A traditional culture of tolerance has existed in China for more than two thousand years. China provides an example of a thousand-year co-existence of all world religions. At the same time, European “tolerance” is an insufficient concept to account for the co-existence of cultures in China. Tolerance is a form of alienation. In China, representatives of different religions do not tolerate but supplement each other. A Chinese, building his life according to Confucian canons, may be expected to meet births and deaths according to Taoist traditions. This peculiarity is expressed even more distinctly in the Japanese version of Far Eastern civilization. China has no tribal xenophobia—and this was enough to enable the merging of plenty of ethnic groups into a single nation of Han Chinese, the most numerous empire in the world.
The Indian tradition of tolerance is even richer than the Chinese one. India is a country in no way less diverse than Europe, both culturally and linguistically. However, it has known no religious wars similar to the European ones. Conflicts exist on the border between Hinduism and Islam, because Islam, the youngest of the world religions, is least adapted to cultural diversity. Jains, Parsies, Christians peacefully co-exist in India, not speaking of dozens of religions within the circle of Hinduism. The freedom of religious choice is available to everyone and is not a chronic problem, as it is in Europe: “It appeared possible to form inside Hinduism an atmosphere of diversity recognition, to develop liberalism and a tolerance of relations between religions to a level never achieved in civilization based on Judaism, Christianity, Islam”(2).
This means that when India and China are fully involved in the global integration processes, globalization will follow their rules. They are ready for the multicultural world more than are others. They will be at home in the globalizing world, the more so because China has always called itself Heaven’s Creation. In addition, China has enveloped the world by the net of its diasporas, which, wherever they live, see their capital as Beijing. And this is where nationalistic elites will receive a wide space for self-expression. It will not be the Third World which will be anti-globalist. It will be people in the West, like Huntington, who will seriously oppose globalization. And I wonder how many massacres will our children experience.

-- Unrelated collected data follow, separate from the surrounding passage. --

PR #1149, opened 2024-12-13
oneAPI 2025.0 include changes

laurilaatu:
# Removing include for 2025.0

## Type of change

oneAPI 2025.0 removes `interfaces.hpp` and the relevant functions are available from `fpga_extensions.hpp`

## Checklist

### DIFF
--- a/hls4ml/templates/oneapi/myproject_test.cpp
+++ b/hls4ml/templates/oneapi/myproject_test.cpp
@@ -11,6 +11,10 @@
 
 #include <sycl/ext/intel/fpga_extensions.hpp>
 
+#if (__INTEL_CLANG_COMPILER < 20250000)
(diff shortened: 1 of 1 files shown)


jmitrevs:
Changing this to draft till we update our test environment.

bo3z (changes requested):
We can merge this but I would like to confirm this indeed works with oneAPI < 2025.0. If not, there should be an #ifdef checking for the version.

JanFSchulte:
Pytests have passed, so I guess this change is save an can be merged now?

jmitrevs:
The pytest wouldn't catch the failure since it's in the _test file. Lauri will add ifdefs, he said.

JanFSchulte:
Ah, I misunderstood. Great news about ifdefs.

This is why responsible politicians must think now of their country’s and their people’s place in the world of tomorrow, about the desired future, about the ways that may lead there. Politicians must make a choice whether they would like to retain present-day identity and therefore to create nationalist mechanisms of isolation. One ought to remember that conservation of ethnographic archaisms ends in falling behind the changing world, in provincialism, in economies based on agriculture and raw materials. All this points to an unhappy fate in the post-industrial web enveloping the whole world. Or do they wish to be among those who spin this web? If they do they should, while it is not too late, formulate principles of tolerance and pluralism on a global scale in the epoch of unprecedented interaction among numerous cultures—together with principles for the protection of a fragile global elite from the pressure of national egoism and chauvinistic rage.
(1) Malevitch I., 2001. Attention, it is China. Moscow. P. 31—32.
(2) Schtinkerkron G. von, 1999. Of Proper Use of the Deceptive Term. / The Tree of Hinduism. Moscow. P. 263.